Le rassemblement de soutien à la «zone à défendre» de Notre-Dame-des-Landes aura finalement eu lieu. Dans la douleur, après des heures de marche pour certains, mais il aura eu lieu. A la mi-journée plusieurs milliers de personnes éparpillées en différents points du bocage ont sorti leurs Tupperware et ont mangé leurs salades de légumes dans les prairies couvertes de pissenlits ou sur les billes de bois d’une scierie, pour le pique-nique annoncé. Le tout au son d’une harpe ou d’une cornemuse le temps d’une bourrée improvisée.
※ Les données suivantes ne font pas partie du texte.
PR #1673, opened 2019-06-21
Bug 1722898: Logging data from all projects are stored to .orphaned indexes with Elasticsearch

richm:
https://bugzilla.redhat.com/show_bug.cgi?id=1722898
Cause: Fluentd is unable to correctly determine the docker log
driver.  It thinks the log driver is journald when it is json-file.
Fluentd then looks for the `CONTAINER_NAME` field in the record to
hold the kubernetes metadata and it is not present.

Consequence: Fluentd is not able to add kubernetes metadata to
records.  Records go to the .orphaned index.  Fluentd spews lots
of errors like this:
`[error]: record cannot use elasticsearch index name type project_full: record is missing kubernetes field`

Fix: Fluentd should not rely on reading the docker configuration file
to determine if the record contains kubernetes metadata.  It should
look at both the record tag and the record data and use whatever
kubernetes metadata it finds there.

Result: Fluentd can correctly add kubernetes metadata and assign
records to the correct indices no matter which log driver docker
is using.

Records read from files under `/var/log/containers/*.log` will have
a fluentd tag like `kubernetes.var.log.containers.**`.  This applies
both to CRI-O and docker file logs.  Kubernetes records read from
journald with `CONTAINER_NAME` will have a tag like
`journal.kubernetes.**`.  There is no CRI-O journald log driver yet,
and it is not clear how those records will be represented, but
hopefully they will follow the same `CONTAINER_NAME` convention, in
which case they will Just Work.

### DIFF
--- a/fluentd/configs.d/openshift/filter-k8s-meta.conf
+++ b/fluentd/configs.d/openshift/filter-k8s-meta.conf
@@ -7,9 +7,16 @@
   ssl_partial_chain "#{ENV['SSL_PARTIAL_CHAIN'] || 'true'}"
 </filter>
 
-<filter kubernetes.**>
+<filter kubernetes.journal.**>
   @type parse_json_field
   merge_json_log "#{ENV['MERGE_JSON_LOG'] || 'false'}"
   preserve_json_log "#{ENV['PRESERVE_JSON_LOG'] || 'true'}"
-  json_fields "#{ENV['JSON_FIELDS'] || (ENV['USE_JOURNAL'] == 'true' ? 'MESSAGE,log' : 'log,MESSAGE')}"
+  json_fields "#{ENV['JSON_FIELDS'] || 'MESSAGE,log'}"
+</filter>
+
+<filter kubernetes.var.log.containers.**>
+  @type parse_json_field
+  merge_json_log "#{ENV['MERGE_JSON_LOG'] || 'false'}"
+  preserve_json_log "#{ENV['PRESERVE_JSON_LOG'] || 'true'}"
+  json_fields "#{ENV['JSON_FIELDS'] || 'log,MESSAGE'}"
 </filter>
--- a/fluentd/run.sh
+++ b/fluentd/run.sh
@@ -60,35 +60,12 @@ issue_deprecation_warnings() {
     : # none at the moment
 }
 
-docker_uses_journal() {
-    # need to be able to handle cases like
-    # OPTIONS='--log-driver=json-file ....' # or use --log-driver=journald
-    # if "log-driver" is set in /etc/docker/daemon.json, assume that it is
-    # authoritative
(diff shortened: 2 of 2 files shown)


fluentd/configs.d/openshift/filter-k8s-meta.conf
```diff
@@ -7,9 +7,18 @@
...
+  json_fields "#{ENV['JSON_FIELDS'] || (ENV['USE_JOURNAL'] == 'false' ? 'log,MESSAGE' : 'MESSAGE,log')}"
+</filter>
+
+<filter kubernetes.var.log.containers.**>
   @type parse_json_field
   merge_json_log "#{ENV['MERGE_JSON_LOG'] || 'false'}"
   preserve_json_log "#{ENV['PRESERVE_JSON_LOG'] || 'true'}"
-  json_fields "#{ENV['JSON_FIELDS'] || (ENV['USE_JOURNAL'] == 'true' ? 'MESSAGE,log' : 'log,MESSAGE')}"
+  # use log as the field to parse for json unless USE_JOURNAL is explicitly set to true
+  json_fields "#{ENV['JSON_FIELDS'] || (ENV['USE_JOURNAL'] == 'true' ? 'MESSAGE,log' : 'log,MESSAGE' )}"
```
ewolinetz: is the use journal check still necessary here? do we expect to have a `/var/log/containers/*` entry that would use anything other than `'log,MESSAGE'`?

richm: It doesn't make much sense.  I'll get rid of it.

fluentd/configs.d/openshift/filter-k8s-meta.conf
```diff
@@ -7,9 +7,18 @@
   ssl_partial_chain "#{ENV['SSL_PARTIAL_CHAIN'] || 'true'}"
 </filter>
 
-<filter kubernetes.**>
+<filter kubernetes.journal.**>
+  @type parse_json_field
+  merge_json_log "#{ENV['MERGE_JSON_LOG'] || 'false'}"
+  preserve_json_log "#{ENV['PRESERVE_JSON_LOG'] || 'true'}"
+  # use MESSAGE as the field to parse for json unless USE_JOURNAL is explicitly set to false
```
ewolinetz: comment doesn't seem to apply anymore

richm:
Hmm - we can't backport this to 3.10 and earlier
- 3.10 and earlier still use fluent-plugin-kubernetes_metadata_filter-1.0.3
- 3.10 and earlier do not use the separate merge_json_log code

Not sure what we can do, except to suggest to customers to make sure /etc/sysconfig/docker and/or /etc/docker/daemon.json specify the log driver in a way that fluentd can parse . . .

PR #1679, opened 2019-06-24
[WIP] add xpack to es5 to be used when migrating to es6 per es docs

ewolinetz:
As part of moving to es6 we want to verify that the indices and templates that we currently have are valid before migrating the cluster. There was no way to install this into an already running cluster due to lack of permissions in the container with `oc exec`

The intention is that the elasticsearch/clusterlogging operator would call this endpoint before beginning an upgrade.

Ref: https://www.elastic.co/guide/en/elastic-stack/6.8/upgrading-elastic-stack.html#xpack-stack-upgrade


lukas-vlcek:
@ewolinetz Are you sure it is legal to include and re-distribute x-pack even when it is disabled? Will it work correctly when SG is installed first?

ewolinetz:
@lukas-vlcek i'm not sure we can distribute it. after talking with rich we were going to go through the breaking changes docs and write checks based on that instead.

lukas-vlcek:
Yes, going through the release notes is one thing to do, the other is to run series of real cluster upgrades and keep an eye on ES log where deprecation logs are printed.

PR #1680, opened 2019-06-25
Bug 1722380: Logging data from all projects are stored to .orphaned indexes with Elasticsearch

richm:
https://bugzilla.redhat.com/show_bug.cgi?id=1722380
Cause: Fluentd is unable to correctly determine the docker log
driver.  It thinks the log driver is journald when it is json-file.
Fluentd then looks for the `CONTAINER_NAME` field in the record to
hold the kubernetes metadata and it is not present.

Consequence: Fluentd is not able to add kubernetes metadata to
records.  Records go to the .orphaned index.  Fluentd spews lots
of errors like this:
```
[error]: record cannot use elasticsearch index name type project_full: record is missing kubernetes field
```

Fix: Fluentd should not rely on reading the docker configuration file
to determine if the record contains kubernetes metadata.  It should
look at both the record tag and the record data and use whatever
kubernetes metadata it finds there.

Result: Fluentd can correctly add kubernetes metadata and assign
records to the correct indices no matter which log driver docker
is using.

Records read from files under `/var/log/containers/*.log` will have
a fluentd tag like `kubernetes.var.log.containers.**`.  This applies
both to CRI-O and docker file logs.  Kubernetes records read from
journald with `CONTAINER_NAME` will have a tag like
`journal.kubernetes.**`.  There is no CRI-O journald log driver yet,
and it is not clear how those records will be represented, but
hopefully they will follow the same `CONTAINER_NAME` convention, in
which case they will Just Work.

(cherry picked from commit 33011c5efdd9c7a4927e012aa6543ebf1558926e)
manual cherrypick of https://github.com/openshift/origin-aggregated-logging/pull/1678

### DIFF
--- a/fluentd/configs.d/openshift/filter-k8s-meta.conf
+++ b/fluentd/configs.d/openshift/filter-k8s-meta.conf
@@ -5,13 +5,20 @@
   watch "#{ENV['K8S_METADATA_WATCH'] || 'false'}"
   bearer_token_file /var/run/secrets/kubernetes.io/serviceaccount/token
   ca_file /var/run/secrets/kubernetes.io/serviceaccount/ca.crt
-  use_journal "#{ENV['USE_JOURNAL'] || 'false'}"
+  use_journal "#{ENV['USE_JOURNAL'] || 'nil'}"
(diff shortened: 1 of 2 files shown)


richm:
https://bugzilla.redhat.com/show_bug.cgi?id=1722380

richm:
tests are passing now - please review - see the `nil` trick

Au lieu-dit Bellevue, où s’alignent des bâtiments estampillés «fromagerie», «boulangerie», «bazar», un point info a dirigé les flots de marcheurs, de tous âges et de toutes conditions sociales (agent immobilier, fonctionnaire, enseignant) affluant vers les points accessibles.
«Rage»
Au lieu-dit Wardine, les zadistes ont servi verres de vin ou de cidre pour l'apéritif. Michel, agriculteur de 62 ans, venu avec trois copains du Loir-et-Cher, a répondu à l'appel. «Quand on est agriculteur, on ne peut pas être insensible à ce qui se passe ici, dit-il, en mâchouillant un sandwich. C'est un endroit assez magique. On y mène des expériences très riches. Et quand on a vu comment on a bousculé la vie des gens, comment on a détruit une ferme qui était en train de se déclarer, c'est insupportable.» Amandine, maraîchère de 29 ans, abonde : «Quand j'ai vu la répression qu'il y avait ici, ça m'a mise hors de moi. On parle de violence, mais quand on détruit ton jardin, ta maison, on peut comprendre qu'on ait la rage.»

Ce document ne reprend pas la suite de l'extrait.